# Coding of auditory space in the mouse superior colliculus

> **NIH NIH R01** · UNIVERSITY OF CALIFORNIA SANTA CRUZ · 2023 · $88,287

## Abstract

The Superior Colliculus (SC) plays an essential role in processing auditory information to assess saliency
and promote action; however, the underlying cell types and circuitry used to encode sound source locations
remain largely unknown. Work done in primates and ferrets has shown that the receptive fields (RFs) of
neurons in the deep SC (dSC) are organized in a 2-dimensional map of auditory space. This has recently been
shown to also be true in the mouse, an organism that already has molecular and genetic tools available that
will allow us to dissect circuitry to understand how this map forms.
 The overall objective of this application is to determine the functional properties of auditory neurons in the
mouse SC, determine how these properties are encoded, and determine which brainstem and cortical inputs
influence these properties. Our central hypothesis is that a combination of interaural level differences (ILD) and
two sets of spectral cues are used to compute a 2-dimensional map of sound space; these are inherited from
different brainstem regions and are modulated by the cortex. The goal of Specific Aim 1 is to test the
hypothesis that the 2-dimensional map of sound space is encoded by the SC using a combination of ILDs and
two sets of spectral cue patterns.

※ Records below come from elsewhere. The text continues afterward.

PR #1900, opened 2025-01-20
World taxon rake update code extracted to class

ellohez:
Implements the testing for the Rake task which will check all of the [World taxonomy titles]
(https://docs.publishing.service.gov.uk/manual/world-taxonomy.html) adding the name of the country they relate to where necessary. [Trello card](https://trello.com/c/24XeROPv). All of the world taxons are descendants of [/world/all content item](https://www.gov.uk/api/content/world/all)

For accessibility reasons, taxon titles need to be more unique. Having multiple versions of pages for different
countries all titled e.g. 'Trade and invest' goes against the following WCAG guidelines.
https://www.w3.org/WAI/WCAG22/Understanding/page-titled.html
https://www.w3.org/WAI/WCAG22/Techniques/failures/F25 

Essentially, world location pages such as:[ gov.uk/world/japan](https://www.gov.uk/world/japan) include links to sections such as 'Coming to the UK' or 'Birth, death and marriage abroad'. These sections can however also appear as pages in their own right, for example, they can appear as a link under 'Explore the topic' where the title makes the content sound generic but actually links to specific information relating to that country. E.g. the 'Coming to the UK' link at the bottom of this page: https://www.gov.uk/government/publications/tuberculosis-test-for-a-uk-visa-clinics-in-cameroon actually links to the dedicated page -[ https://www.gov.uk/world/coming-to-the-uk-cameroon](https://www.gov.uk/world/coming-to-the-uk-cameroon)

Screenshot 2025-01-21 at 09 59 19

Screenshot 2025-01-21 at 10 01 05

For titles which need to be updated, this task takes the name of the country from the internal name and then combines it with a relevant word or symbol to create a full title:
E.g. 

> Birth, death and marriage abroad in Cameroon
`+ in COUNTRY_NAME`
or

> Coming to the UK from Cameroon
`+ from COUNTRY_NAME`

All template versions of pages, the root and any taxon that already includes the country name in the title, are skipped and not processed. 


spec/lib/tasks/world_taxon_update_helper_spec.rb
```diff
@@ -0,0 +1,268 @@
...
+
+    let(:retitled_child_taxon_coming_to) do
+      FactoryBot.build(:taxon, content_id: "id3", title: "Coming to the UK from Porpoise Spit")
+    end
+    let(:retitled_child_taxon_trade_invest) do
+      FactoryBot.build(:taxon, content_id: "id4", title: "Trade and invest: Porpoise Spit")
+    end
+    let(:retitled_child_taxon_birth_death) do
+      FactoryBot.build(:taxon, content_id: "id5", title: "Birth, death and marriage abroad in Porpoise Spit")
+    end
```
mtaylorgds, line 227: Similar to the tests for add, I think these might as well be moved to the one test that really uses them ("correctly updates the taxon title, removing the country name and any added words etc").

See comment below for dealing with the one other case on line 238.

spec/lib/tasks/world_taxon_update_helper_spec.rb
```diff
@@ -0,0 +1,268 @@
...
+    it "logs an error to stderr if the taxon is invalid" do
+      allow_item_double(retitled_multi_level_linked_items)
+      allow(Taxonomy::BuildTaxon).to receive(:call).and_raise(Taxonomy::UpdateTaxon::InvalidTaxonError.new("Invalid taxon"))
+
+      expect { described_class.new.remove_country_names("tmp/rake_log") }.to output(/An error occurred while processing taxon/).to_stderr
+    end
+
+    it "logs an error to stderr if BulkPublishTaxon fails" do
+      allow_item_double(retitled_multi_level_linked_items)
+      allow(Taxonomy::BuildTaxon).to receive(:call).and_return(retitled_child_taxon_coming_to)
```
mtaylorgds, line 238: Similar to the test for add, this test doesn't really care what the taxon returned by BuildTaxon is, so we could change this line (which then allows the 3 variables at the top of the describe block to be moved down into the remaining test that uses them).
```suggestion
      allow(Taxonomy::BuildTaxon).to receive(:call).and_return(FactoryBot.build(:taxon))
```

spec/lib/tasks/world_taxon_update_helper_spec.rb
```diff
@@ -0,0 +1,268 @@
...
+
+      expect { described_class.new.remove_country_names("tmp/rake_log") }.to output(/An unexpected error occurred/).to_stderr
+    end
+
+    it "correctly updates the taxon title, removing the country name and any added words etc" do
+      allow_item_double(retitled_multi_level_linked_items)
+      allow(Taxonomy::BuildTaxon).to receive(:call).with(content_id: retitled_child_item_coming_to.content_id).and_return(retitled_child_taxon_coming_to)
+      allow(Taxonomy::BuildTaxon).to receive(:call).with(content_id: retitled_child_item_trade_invest.content_id).and_return(retitled_child_taxon_trade_invest)
+      allow(Taxonomy::BuildTaxon).to receive(:call).with(content_id: retitled_child_item_birth_death.content_id).and_return(retitled_child_taxon_birth_death)
+      allow(Taxonomy::BulkPublishTaxon).to receive(:call)
```
mtaylorgds, line 257: This allow is covered in the before block, so it doesn't need doing again here.
```suggestion
```

spec/lib/tasks/world_taxon_update_helper_spec.rb
```diff
@@ -0,0 +1,268 @@
...
+      FactoryBot.build(:taxon, content_id: "id3", title: "Coming to the UK from Porpoise Spit")
+    end
+    let(:retitled_child_taxon_trade_invest) do
+      FactoryBot.build(:taxon, content_id: "id4", title: "Trade and invest: Porpoise Spit")
+    end
+    let(:retitled_child_taxon_birth_death) do
+      FactoryBot.build(:taxon, content_id: "id5", title: "Birth, death and marriage abroad in Porpoise Spit")
+    end
+
+    it "logs an error to stderr if the taxon is invalid" do
```
mtaylorgds, line 229: Similar to the tests for add, I think we're maybe missing a test to check that when this error occurs, it goes onto the next taxon (the difference between being caught by the inner rescue block and the outer one).

mtaylorgds (commented):
Good work on this—I know I've added quite a few comments, but they are mostly pretty minor!

spec/lib/tasks/world_taxon_update_helper_spec.rb
```diff
@@ -0,0 +1,268 @@
...
+    parent_item_uk_help << child_item_coming_to << child_item_trade_invest << child_item_birth_death
+
+    root_item
+  end
+
+  before do
+    allow(Taxonomy::BulkPublishTaxon).to receive(:call)
+  end
+
+  def allow_item_double(item)
```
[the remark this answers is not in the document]
ellohez: Good point!

spec/lib/tasks/world_taxon_update_helper_spec.rb
```diff
@@ -0,0 +1,268 @@
...
+    child_double = instance_double(Taxonomy::ExpandedTaxonomy, child_expansion: item)
+    item_double = instance_double(Taxonomy::ExpandedTaxonomy, build: child_double)
```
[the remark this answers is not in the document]
ellohez: Seems beneficial to model the real behaviour more closely.

lib/world_taxon_update_helper.rb
```diff
@@ -0,0 +1,162 @@
...
+  rescue StandardError => e
+    log_rake_error(log_file, "An error occurred while publishing taxons: #{e.full_message}")
+  ensure
+    log_file&.close
+  end
+
+private
+
+  def create_new_taxon_title(internal_name)
+    # -------------
```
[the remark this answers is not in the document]
ellohez: This is confusing but at the start of the process the title (aka external name) doesn't actually include the country name at all but the internal name does (in brackets).  So the code takes:

internal_name: Coming to the UK (Armenia)
title: Coming to the UK

and turns it into:

internal_name: Coming to the UK (Armenia)
title: Coming to the UK from Armenia

So I clearly need to explain that better in the comments!

spec/lib/tasks/world_taxon_update_helper_spec.rb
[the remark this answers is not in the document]
ellohez: Changing this causes 11 of the 14 tests to error with WebMock::NetConnectNotAllowedError so have left this as was for now.

spec/lib/tasks/world_taxon_update_helper_spec.rb
```diff
@@ -0,0 +1,268 @@
...
+  describe "add_country_name_to_title" do
+    let(:child_taxon_coming_to) do
+      FactoryBot.build(:taxon, content_id: "id3", title: "Coming to the UK")
+    end
+    let(:child_taxon_trade_invest) do
+      FactoryBot.build(:taxon, content_id: "id4", title: "Trade and invest")
+    end
+    let(:child_taxon_birth_death) do
+      FactoryBot.build(:taxon, content_id: "id5", title: "Birth, death and marriage abroad")
+    end
```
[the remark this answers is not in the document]
ellohez: Moving them to inside the `it` block causes the following error: 

>   `let` is not available from within an example (e.g. an `it` block) or from constructs that run in the scope of an example (e.g. `before`, `let`, etc). It is only available on an example group (e.g. a `describe` or `context` block).

So, I have moved them to just before the test they are used in, so outside of the `it` to sit within the `describe` but not at the top.

spec/lib/tasks/world_taxon_update_helper_spec.rb
ellohez: See comment above re. `let` not being allowed in `it` blocks.

spec/lib/tasks/world_taxon_update_helper_spec.rb
```diff
@@ -0,0 +1,268 @@
...
+    it "logs an error to stderr if the taxon is invalid" do
+      allow_item_double(multi_level_linked_items)
+      allow(Taxonomy::BuildTaxon).to receive(:call).and_raise(Taxonomy::UpdateTaxon::InvalidTaxonError.new("Invalid taxon"))
+
+      expect { described_class.new.add_country_names("tmp/rake_log") }.to output(/An error occurred while processing taxon/).to_stderr
+    end
+
+    it "logs an error to stderr if BulkPublishTaxon fails" do
+      allow_item_double(multi_level_linked_items)
+      allow(Taxonomy::BuildTaxon).to receive(:call).and_return(child_taxon_coming_to)
```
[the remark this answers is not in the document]
ellohez: Have made this change but only moved the 3 taxon variables to just above the `it` block where they are used, see previous comment about `let` not being available from within `it` blocks.

spec/lib/tasks/world_taxon_update_helper_spec.rb
```diff
@@ -0,0 +1,268 @@
...
+
+      # Tests all three title change possibilities
+      expect(Taxonomy::UpdateTaxon).to have_received(:call).with(taxon: having_attributes(content_id: child_taxon_coming_to.content_id, title: "Coming to the UK from Porpoise Spit"))
+      expect(Taxonomy::UpdateTaxon).to have_received(:call).with(taxon: having_attributes(content_id: child_taxon_trade_invest.content_id, title: "Trade and invest: Porpoise Spit"))
+      expect(Taxonomy::UpdateTaxon).to have_received(:call).with(taxon: having_attributes(content_id: child_taxon_birth_death.content_id, title: "Birth, death and marriage abroad in Porpoise Spit"))
+    end
+  end
+
+  describe "skip_tree_item?" do
+    let(:linked_item_living_in) do
```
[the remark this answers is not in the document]
ellohez: All done!

spec/lib/tasks/world_taxon_update_helper_spec.rb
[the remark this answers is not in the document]
mtaylorgds: We could just use regular variables inside the test.

spec/lib/tasks/world_taxon_update_helper_spec.rb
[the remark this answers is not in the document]
mtaylorgds: Did you just replace the two indicated lines (and leave the`allow(Taxonomy::ExpandedTaxonomy).to receive(:new).and_return(item_double)` in there? They all pass for me when I do that (and 11 fail if I also remove the last line).

spec/lib/tasks/world_taxon_update_helper_spec.rb
mtaylorgds: Similarly, these could just be variables in that test now.

lib/world_taxon_update_helper.rb
```diff
@@ -0,0 +1,185 @@
...
+  end
+
+  def skip_tree_item?(linked_item)
+    # Tree includes root (world/all) - skip that
+    if linked_item.content_id == WORLD_ROOT_CONTENT_ID
+      log_rake_progress("Skipping world root taxon")
+      return true
+    end
+
+    # Skip titles where the country name is already included at the end
```
mtaylorgds, line 174: This comment says it "skips titles where…", but the code is checking the internal name, not the title. We should update the text to be clearer here.

lib/world_taxon_update_helper.rb
```diff
@@ -0,0 +1,185 @@
...
+      suffix_index = title.index(": ")
+    elsif title.include?(" in ")
+      message = "removing - ...in COUNTRY_NAME from #{title}"
+      suffix_index = title.index(" in ")
+    end
+    log_rake_progress(message)
+
+    if suffix_index.nil?
+      log_rake_progress("No change to title: #{title}")
+      return ["No change to title: #{title}", ""]
```
mtaylorgds, line 159: It's not a good idea to mix return types (here it's returning an array of strings, but on line 164 it's returning a string scalar value).

I think returning the current title here would make the most sense (and would more closely match what the add method is doing).

lib/world_taxon_update_helper.rb
ellohez: Good point!

lib/world_taxon_update_helper.rb
ellohez: Well spotted! I think that was a hangover from when the method was returning message AND the new title.

mtaylorgds (commented):
Just a couple more comments.

mtaylorgds (approved):
LGTM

To achieve this we will stimulate awake head-fixed mice, allowed to freely
run on a treadmill, with spatially/temporally/spectrally restricted auditory stimuli, then simultaneously record SC
neuronal response properties of thousands of auditory responsive neurons. Data analysis will determine the
spatiotemporal and spectral/temporal receptive fields (RFs) of auditory neurons, their locations within the SC,
the dependence of their RFs on ILDs and specific frequency combinations, and if these properties are
modulated by locomotion. Experiments proposed in Specific Aim 2 will test the hypothesis that the SC
computes sound location by combining inputs from different brainstem nuclei. We will record the response
properties of the brachium of the inferior colliculus, the external nucleus of the IC, and the nucleus of the lateral
lemniscus to auditory stimuli, and compare their RF properties to those in the SC. We will also use
optogenetics to selectively excite or inhibit neurons that project from these areas to the SC in order to identify
their specific contributions to the SC responses. In Specific Aim 3 we test the hypothesis that the direct
projection from the auditory cortex to the SC is used to modulate the response properties of dSC neurons by
measuring the response properties of auditory SC neurons both in mice that lack a cortico-collicular projection,
and in those that have their auditory cortico-collicular projection silenced via optogenetics.
The proposed research plan is significant because the results will establish the mouse SC as a model to study
auditory spatial mapping and eventually auditory/visual spatial integration. Our findings will also lead to a better
understanding of...

## Key facts

- **NIH application ID:** 10840631
- **Project number:** 3R01DC018580-03S1
- **Recipient organization:** UNIVERSITY OF CALIFORNIA SANTA CRUZ
- **Principal Investigator:** DAVID A FELDHEIM
- **Activity code:** R01 (R01, R21, SBIR, etc.)
- **Funding institute:** NIH
- **Fiscal year:** 2023
- **Award amount:** $88,287
- **Award type:** 3
- **Project period:** 2021-03-01 → 2026-02-28

## Primary source

NIH RePORTER: https://reporter.nih.gov/project-details/10840631

## Citation

> US National Institutes of Health, RePORTER application 10840631, Coding of auditory space in the mouse superior colliculus (3R01DC018580-03S1). Retrieved via AI Analytics 2026-05-22 from https://api.ai-analytics.org/grant/nih/10840631. Licensed CC0.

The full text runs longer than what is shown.